Mizz June said she contracted COVID-19 in mid-March and fears she may get it again. The symptoms initially left her with a dry cough and blood in her mucus. Then she felt constipated for a week.
“I had a mild case but still I was coughing up blood, wheezing and I could feel my lungs and ribs hurting when I breathed,” she said. “It’s just a disgusting virus.”
She said was she baffled by the claims from the first responders that she should avoid going to the emergency room because it was too crowded. Only three other patients were waiting when she arrived.
“They told me I could contract the disease if I went. How could I when there were only three people, I expected at least a full room of 100 coronavirus patients,” she said.
She has recovered since her hospital stay, but is worried that other black transgender women might have the same experience where “symptoms weren’t taken seriously.” She’s been encouraging other black trans women to get tested for the virus.
“I don’t think people understand the seriousness of it,” she said. “Whenever I go outside I put on gloves and a mask, I keep my distance because I’ve had it.

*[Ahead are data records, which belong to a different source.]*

PR #626, opened 2023-08-16
autopilot: feature configuration

bitromortac:
In this PR we add support for configuration of features within autopilot. Feature configuration can signal preferences to  autopilot which are not enforceable by the `litd` firewall.

* Default configurations for each feature are available via the `ListFeatures` call
* Support for feature configuration is added to `litcli`
* Pubkeys in configuration strings are obfuscated


firewall/privacy_mapper.go
```diff
@@ -833,3 +835,41 @@ func CryptoRandIntn(n int) (int, error) {
 
 	return int(nBig.Int64()), nil
 }
+
+// ObfuscateConfig alters the config string by replacing pubkeys with random
+// values and updates the privacy pair map.
+func ObfuscateConfig(privacyPairs map[string]string, configB []byte) ([]byte,
```
ellemouton, line 841: very cool! should we also match on channel IDs/outpoints?

cmd/litcli/autopilot.go
```diff
@@ -65,6 +66,12 @@ var addAutopilotSessionCmd = cli.Command{
 				"perform actions on. In the " +
 				"form of: peerID1,peerID2,...",
 		},
+		cli.StringSliceFlag{
+			Name: "configuration",
+			Usage: `per feature JSON-serialized configuration, ` +
+				`expected format: {"version":0,"option1":` +
+				`"parameter1","option2":"parameter2",...}`,
```
ellemouton, line 73: the `configuration` flag will apply to all features though right? so should the config values not be indexed by feature name? else we send the same config to all features we subscribe to

ellemouton (commented):
Nice nice niiiiice 🔥

firewall/privacy_mapper.go
bitromortac: yes, will add that :+1:!

session_rpcserver.go
```diff
@@ -984,6 +984,19 @@ func (s *sessionRpcServer) AddAutopilotSession(ctx context.Context,
...
+
+		// The configuration may contain sensitive data like pubkeys,
+		// which we replace here and add to to the privacy map.
+		if privacy {
+			configB, err = firewall.ObfuscateConfig(
+				privacyMapPairs, configB,
+			)
+			if err != nil {
+				return nil, err
+			}
```
ellemouton, line 999: this means that `featureConfig` given to `NewSession` and thus persisted, will be the obfuscated one right? Dont think we want to do that.

bitromortac:
Replaced by https://github.com/lightninglabs/lightning-terminal/pull/629 (PR from upstream branch)

cmd/litcli/autopilot.go
```diff
@@ -216,11 +223,27 @@ func initAutopilotSession(ctx *cli.Context) error {
...
+			"must match")
+	}
+
 	featureMap := make(map[string]*litrpc.FeatureConfig)
-	for _, feature := range ctx.StringSlice("feature") {
+	for i, feature := range ctx.StringSlice("feature") {
+		var config []byte
+
+		// We allow empty configs, to signal the usage of the default
+		// configuration when the session is registered.
```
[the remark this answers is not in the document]
bitromortac: added all the suggestions, hope we have a better description now :). is it a breaking change? we can leave out all config flags and it will use the defaults

session_rpcserver.go
bitromortac: very good point :+1: ! the new version persists the unobfuscated data

cmd/litcli/autopilot.go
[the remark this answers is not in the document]
ellemouton: ah - you are right. Sorry about that 🙈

I don’t know if I can still pass it on to people but also I don’t want to catch it again.”
LGBTQ Americans more likely to be hurt by mass job losses
For LGBTQ Americans who don’t get sick from coronavirus, many are struggling with unemployment or other financial burdens, activists said.

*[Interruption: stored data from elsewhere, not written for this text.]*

PR #629, opened 2023-08-21
autopilot: feature configuration

bitromortac:
In this PR we add support for configuration of features within autopilot. Feature configuration can signal preferences to autopilot which are not enforceable by the litd firewall.

* Default configurations for each feature are available via the ListFeatures call
* Support for feature configuration is added to litcli
* Pubkeys, channel ids, and channel points in configuration strings are obfuscated


cmd/litcli/autopilot.go
```diff
@@ -65,6 +66,17 @@ var addAutopilotSessionCmd = cli.Command{
...
 		},
+		cli.StringSliceFlag{
+			Name: "configuration",
+			Usage: `If set, this flag must be repeated for each ` +
+				`feature (corresponding to the feature ` +
+				`order) and contains a JSON-serialized ` +
+				`configuration with the expected format: ` +
+				`{"version":0,"option1":"parameter1",` +
+				`"option2":"parameter2",...}. An empty ` +
+				`configuration is allowed with {} to set the ` +
```
ellemouton, line 77: nit: s/to set/to use the

ellemouton (changes requested):

cmd/litcli/autopilot.go
```diff
@@ -65,6 +66,17 @@ var addAutopilotSessionCmd = cli.Command{
 				"perform actions on. In the " +
 				"form of: peerID1,peerID2,...",
 		},
+		cli.StringSliceFlag{
+			Name: "configuration",
+			Usage: `If set, this flag must be repeated for each ` +
+				`feature (corresponding to the feature ` +
```
ViktorTigerstrom, line 72: Hmm I find this a little strange, and think this will be a bit unintuitive for the user. I think it will be hard for users to understand that they should: 
1. Repeat the configuration flag for every feature in the order they want to specify the config for.
2. If they have set a config for ANY feature, they must set the config to `{}` for every other feature they don't want to configure.

In my opinion I think it would make more sense to the user to specify this as a json object IF they have more than one feature added to the `autopilot a` cmd.

If they have multiple features in the `autopilot a` cmd, they have to specify which feature a config is for as a json header:
Ie. if they feature_1 & feature_2 in the request it would be:

`configuration={"feature_1":{"version":0,"option1":"parameter1","option2":"parameter2",...}, "feature_2":{"version":0,"option1":"parameter1","option2":"parameter2",...}}`

Or if they wouldn't want to specify any configuration for feature_2 they'd just leave that one out from the json_object:
`configuration={"feature_1":{"version":0,"option1":"parameter1","option2":"parameter2",...}}`

Optionally, if they have just 1 feature in the command, we could make it ok for them to set:
configuration={"version":0,"option1":"parameter1",`"option2":"parameter2",...}
Though this might add some extra confusion but be more convenient for users. Leave this one out if you think it's too confusing.

Given that the `channel-restrict-list` & the `peer-restrict-list` is applied to every feature of the `autopilot a` cmd, I think users will expect the `configuration` to be as well.

This isn't blocking though, and if you both think the implemented version is better, feel free to ignore this :).
If you choose to ignore this, I think the first words in this description should be changed from:
"If set" to "If set for any feature"

cmd/litcli/autopilot.go
```diff
@@ -216,11 +228,27 @@ func initAutopilotSession(ctx *cli.Context) error {
...
 	featureMap := make(map[string]*litrpc.FeatureConfig)
-	for _, feature := range ctx.StringSlice("feature") {
+	for i, feature := range ctx.StringSlice("feature") {
+		var config []byte
+
+		// We allow empty configs, to signal the usage of the default
+		// configuration when the session is registered.
+		if len(configs) > 0 && configs[i] != "{}" {
+			config = []byte(configs[i])
+		}
```
ViktorTigerstrom, line 247: nit: Maybe we should also validate here that this is configs[i] is a valid json? After you update this PR to adhere to Elle's firewall storing comment https://github.com/lightninglabs/lightning-terminal/pull/629#discussion_r1300196618, we'll fail there before sending the config to the `AutoPilot server` side, but we'll still execute quite a bit of code and call `ListFeatures` for the `Autopilot server` before getting there. So it might be good to fail early here for something that'll definitely fail.

This isn't blocking either though, so feel free to ignore if you don't think it's worth it.

ViktorTigerstrom (commented):
First review looks good after Elle's comment has been addressed 🚀! Really nice work :)!!

Leaving two suggestions for improvements that are non blocking. I'd especially want to hear you're opinion on how the configuration should be specified in the `autopilot a` cmd.

cmd/litcli/autopilot.go
ellemouton: just want to leave one note here that we really dont expect anyone but power users to use LiT via Lncli. The vast vast vast majority of users are expected to use LiT via the UI

bitromortac: yes, I agree with @ellemouton , that this is more for power users, which is why I kept the repeated config flags. I think it's also more difficult to use with every layer of json nesting that's added, and we would add redundancy with respect to the feature keys (if we would be consequential, we would also need to remove the `--feature` flags). However, I see the need to change the channel and peer restrict lists to repeated flags as they may need to be interpreted per feature, which is a good point :+1:!

cmd/litcli/autopilot.go
bitromortac: done! agree it's better to check things rather early

cmd/litcli/autopilot.go
```diff
@@ -51,20 +56,29 @@ var addAutopilotSessionCmd = cli.Command{
...
+			Name: "feature-channel-restrict-list",
 			Usage: "list of channel IDs that the " +
 				"Autopilot server should not " +
 				"perform actions on. In the " +
 				"form of: chanID1,chanID2,...",
 		},
-		cli.StringFlag{
-			Name: "peer-restrict-list",
+		cli.StringSliceFlag{
+			Name: "feature-peer-restrict-list",
```
bitromortac, line 67: note that there's an issue with this flag and the privacy mapper, if repeated with the same pubkey, the mapping fails. will fix this in the next round

ellemouton:
requesting @guggero too for architecture ack

guggero (approved):
aACK, very nice!

ViktorTigerstrom (approved):
LGTM after fixing the issue mentioned in https://github.com/lightninglabs/lightning-terminal/pull/629/#discussion_r1307249951 🔥:rocket:, great work!!

cmd/litcli/autopilot.go
ViktorTigerstrom: Ok makes sense!

> I see the need to change the channel and peer restrict lists to repeated flags as they may need to be interpreted per feature, which is a good point 

Thanks for fixing this with the latest push :)

ellemouton (approved):
LGTM! 🔥  great work

cmd/litcli/autopilot.go
bitromortac: this is going to be fixed in https://github.com/lightninglabs/lightning-terminal/pull/634

cmd/litcli/autopilot.go
```diff
@@ -51,15 +55,15 @@ var addAutopilotSessionCmd = cli.Command{
 			Name:     "feature",
 			Required: true,
 		},
-		cli.StringFlag{
-			Name: "channel-restrict-list",
+		cli.StringSliceFlag{
+			Name: "feature-channel-restrict-list",
```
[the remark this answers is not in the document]
bitromortac: cool, will keep it in mind :+1:

cmd/litcli/autopilot.go
```diff
@@ -39,8 +40,11 @@ var addAutopilotSessionCmd = cli.Command{
 	ShortName: "a",
 	Usage:     "Initialize an Autopilot session.",
 	Description: `
-	Initialize an Autopilot session.	
-	`,
+	Initialize an Autopilot session.
+
+	If set for any feature, the channel and peer restrict lists need to be
+	repeated for each feature that is registered, corresponding to the order
+	of features.`,
```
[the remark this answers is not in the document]
bitromortac: thank you :), have opened another PR to limit the scope here: https://github.com/lightninglabs/lightning-terminal/pull/634

bitromortac:
Rebased on https://github.com/lightninglabs/lightning-terminal/pull/621

bitromortac:
Rebased on https://github.com/lightninglabs/lightning-terminal/pull/637

firewall/privacy_mapper_test.go
```diff
@@ -718,6 +719,196 @@ func TestHideBool(t *testing.T) {
...
+			config: []byte(`{"version":1,"channels":` +
+				`[12345,` +
+				`"e092708c9e737115ff14a85ab65466561280d77c1b8cd666bc655536ad81ccca:1"]}`),
+			expectErr:        true,
+			expectedNewPairs: 0,
+		},
+		{
+			// A list of numbers is not obfuscated. Those can be
+			// useful to submit histograms for example.
+			name: "channel ids",
```
ellemouton, line 823: we would want to obfuscate channel IDs though. Even though they are numbers. This makes me think we should allow the user to specify specify somehow that a list/item in a config struct should be obfuscated. We need to think about how to do this though... We can do this in future though :) we just need to do it before ever asking for channel IDs in the config

firewall/privacy_mapper.go
```diff
@@ -845,3 +858,140 @@ func CryptoRandIntn(n int) (int, error) {
...
+
+		// We only substitute items in lists of strings.
+		stringList := make([]string, len(list))
+		anyString := false
+		allStrings := true
+		for i, item := range list {
+			item, ok := item.(string)
+			allStrings = allStrings && ok
+			anyString = anyString || ok
+			stringList[i] = item
```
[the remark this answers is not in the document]
ellemouton: ah ok it doesnt panic since `item` at this point is empty. But maybe just for clarity, let's do:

“When we think about the kind of economic earthquake that has happened as a result of COVID-19, with job losses and unemployment benefits, there’s a lot of reason to be concerned about the precariousness of LGBTQ people and their families at this moment,” said Goldberg of the Movement Advancement Project.

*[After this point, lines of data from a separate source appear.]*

PR #633, opened 2023-08-24
build: update to lnd v0.17.0 and latest version of Pool

Roasbeef:
We point to the rc for 0.17.0 for now. Also we had to update Pool as well, due to a replace directive inserted into lnd.


ellemouton (changes requested):
The README needs to be updated. One of the CI checks is also failing. I also think we will wait till the final 0.17.0-beta is released before merging this

guggero:
Replaced by https://github.com/lightninglabs/lightning-terminal/pull/645.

As the economy plummeted, more than 5 million LGBTQ workers were likely to have been impacted by COVID-19, according to recent estimates from the Human Rights Campaign. Jobs in restaurants and food service, hospitals, K-12 and higher education and retail industries have been hit, making up about 40% of all industries where LGBTQ people work, the organization found. More than 33 million Americans have submitted unemployment claims since March.
“While we do not have official numbers on how many LGBTQ people have contracted coronavirus or have died because of it, we know in addition to health disparities, LGBTQ people are employed in the industries heavily impacted by the pandemic, such as retail, nightlife, restaurants, and they are more likely to live in poverty, be food insecure, and uninsured,” said Tyrone Hanley, senior policy counsel of the National Center for Lesbian Rights, the first national LGBTQ legal organization founded by women in California.
Roughly 9% of LGBTQ were unemployed, compared with 5% of all Americans, before the outbreak. About 27% of LGBTQ people were food insecure, compared with 15% of all Americans.
LGBTQ Americans are also more likely to be homeless than other Americans. Up to 45% of homeless youth are LGBTQ, while LGBTQ people ages 18 through 25 are two times more likely to be homeless than their peers, according to the Williams Institute, a leading research center on sexual orientation and gender identity at the University of California, Los Angeles, School of Law.
“We estimate that 139,700 transgender adults were unemployed at the time the coronavirus pandemic began. Recent job losses due to official orders enforcing social distancing practices will likely increase this number and exacerbate existing employment disparities,” said Jody L. Herman, a scholar of public policy at the Williams Institute and co-author of a recent report on COVID-19 and transgender Americans.
LGBTQ people of color tend to face much harsher discrimination compared with their white counterparts because of their ethnicity, in part because of barriers such as inadequate or nonexistent nondiscrimination protection for LGBTQ workers, and a lack of mentoring, said Goldberg.
“We know that with the economic issues arising many of them won’t be able to work at their jobs, or their jobs aren’t remote, meaning they’ll lose a paycheck,” Goldberg said.